Kilimandscharo als Höhentest

Alix-und-Luis-im-Hochlager-„So ganz klar ist es nicht, was es wirklich war, wahrscheinlich eine blöde Kombination aus allem“, sagt Alix. Nach ihrer Rückkehr nach Deutschland war die Bergsteigerin noch wochenlang kurzatmig. Dann erholte sie sich und begann wieder zu trainieren. Im September bestieg Alix bei einer von Luis geführten kommerziellen Expedition den 5895 Meter hohen Kilimandscharo, den höchsten Berg Afrikas – quasi als Testlauf. „Am Kili habe ich die Höhe gut vertragen“, erzählt van Melle. „Da habe ich gemerkt, jetzt passt alles wieder.“ Und damit begannen auch die Planungen für das nächste Achttausenderprojekt. „Ganz klar ist es noch nicht. Aber im engeren Kreis ist der Everest von der tibetischen Nordseite her“, verrät Alix. Luis und sie überlegten, sich an eine von Dominik Müller geführte Amical-Expedition anzuhängen.

Auf Alarmsignale achten

Ich bin überrascht, hatte ich doch erwartet, dass sich Alix nach ihren Lungenproblemen eher einen niedrigeren Achttausender aussuchen würde.
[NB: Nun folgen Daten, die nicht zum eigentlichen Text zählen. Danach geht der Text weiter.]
PR #1828, opened 2023-03-23
[ENG-4015] Deprecation/link to positional

brianjgeiger:
-   Ticket: [ENG-4015]
-   Feature flag: n/a

## Purpose

Un-silence the deprecation for [link-to-positional-arguments](https://deprecations.emberjs.com/v3.x/#toc_ember-glimmer-link-to-positional-arguments) and fix any problems that arise because of it.

## Summary of Changes

1. Un-silence deprecation
2. Fix links that use positional arguments
3. Stop using BsNav's link-to in favor of our own links
4. Skip a test
5. Fix other tests

## QA Notes

Mostly just making sure that the links I changed don't break. 

[ENG-4015]: https://openscience.atlassian.net/browse/ENG-4015?atlOrigin=eyJpIjoiNWRkNTljNzYxNjVmNDY3MDlhMDU5Y2ZhYzA5YTRkZjUiLCJwIjoiZ2l0aHViLWNvbS1KU1cifQ


lib/collections/addon/index/template.hbs
```diff
@@ -62,13 +62,15 @@
...
-                                'discover'
-                                (if this.theme.provider.example this.theme.provider.example 'khbvy')
-                                invokeAction=(action 'click' 'link' 'Index - See example')
-                            }}
+                            <LinkTo
+                                @route='discover'
+                                @models={{array
+                                    (if this.theme.provider.example this.theme.provider.example 'khbvy')
+                                }}
+                                invokeAction={{action 'click' 'link' 'Index - See example'}}
```
futa-ikeda, line 70: Was curious what `invokeAction` is about, and it seems like we don't even have [ember-invoke-action](https://emberobserver.com/addons/ember-invoke-action) as a dependency or in our yarn.lock file. Seems like this was [ripped right from ember-osf-preprints](https://github.com/CenterForOpenScience/ember-osf-preprints/blob/develop/app/templates/index.hbs#L48) and there's not a collections index page. I think it's safe to remove this line

lib/registries/addon/page-not-found/template.hbs
```diff
@@ -17,12 +17,19 @@
                             {{t 'not_found.registries.contact'}}
                         </a>
                     </p>
-                    {{#link-to 'index'
+                    <LinkTo
+                        @route='index'
                         class='btn btn-primary m-t-md'
-                        invokeAction=(action 'click' 'link' 'Page not found - Go to Index' target=this.analytics)
-                    }}
+                        invokeAction={{
```
futa-ikeda, line 23: Looks like this can be replaced with a `data-analytics-name="Page not found - Go to Index"`  as well

futa-ikeda (approved):
There's a couple uses of `invokeAction` that can be rewritten/removed, but it's not causing problems as far as I can tell. Would be nice to address this while we're here, but not really needed for the scope of this ticket

PR #1829, opened 2023-03-23
[ENG-4387] use osf metrics for node analytics

aaxelb:
-   Ticket: [ENG-4387]
-   Feature flag: n/a

## Purpose
keep the node analytics page running (without keen)

## Summary of Changes
* load data from osf-metrics "node analytics" api
* remove keen js dependencies
* add c3 dependency (for compatibility; used by keen-dataviz)

## QA Notes

[ENG-4387]: https://openscience.atlassian.net/browse/ENG-4387?atlOrigin=eyJpIjoiNWRkNTljNzYxNjVmNDY3MDlhMDU5Y2ZhYzA5YTRkZjUiLCJwIjoiZ2l0aHViLWNvbS1KU1cifQ


brianjgeiger (approved):
Yay removal of dependencies!

lib/analytics-page/addon/application/controller.ts
```diff
@@ -70,10 +45,10 @@ export default class ApplicationController extends Controller {
     @reads('node.apiMeta.templated_by_count')
     templatedByCount?: number;
 
-    @computed('node.public', 'model.{id,modelName}')
+    @computed('node.public')
     get nodePublic() {
-        const node: Node | null = this.node || this.store.peekRecord(this.model.modelName, this.model.id);
-        return node && node.public;
+        const { node } = this;
+        return !node || node.public;
```
brianjgeiger, line 51: I'm not really understanding the `!node` here. Why is node publicness considered true if node is undefined or null?

translations/en-us.yml
```diff
@@ -1753,6 +1752,7 @@ analytics:
         forks: Forks
         registrations: Registrations
         wiki: Wiki
+        metadata: Metadata
```
brianjgeiger, line 1755: Aren't you missing `resources` here?

brianjgeiger (changes requested):
One question, one thing I think is missing.

translations/en-us.yml
brianjgeiger: (And, QA says, also Comments, Components, and Links)

lib/analytics-page/addon/application/controller.ts
aaxelb: good catch, cleaned up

Daher frage ich nach: Wirklich wie bei ihren bisherigen Projekten ohne Atemmaske? „Definitiv ohne Sauerstoff“, antwortet Alix. „Das war auch nach dem Makalu für uns keine Frage, dass wir jetzt umswitchen und mit Sauerstoff und Climbing Sherpas gehen. Das ist einfach nicht unseres.“ Die Erfahrung am Makalu sei ein „kleiner Dämpfer“ gewesen, räumt Alix ein. Aber sie habe daraus gelernt: „Ich habe das Training überdacht, die Ernährung, die Erholungszeiten. Und ich werde künftig noch mehr auf Alarmsignale achten.“ Auch und gerade am Everest. „Mir ist absolut klar, dass die Chance, den Everest ohne zusätzlichen Sauerstoff zu besteigen, wirklich ganz gering ist. Da muss alles zusammenpassen“, sagt Alix. „Wenn ich dort umkehren muss, bricht mir das keinen Zacken aus der Krone. Wir wollen es einfach probieren. Vielleicht klappt es, vielleicht auch nicht.“

P.S.: Alix und Luis werden am kommenden Freitag in Köln über ihre Erlebnisse am Makalu und an den anderen Achttausendern berichten – in der DAV-Vortragsreihe „AlpinVisionen“, die jetzt ihren 15. Geburtstag feiert.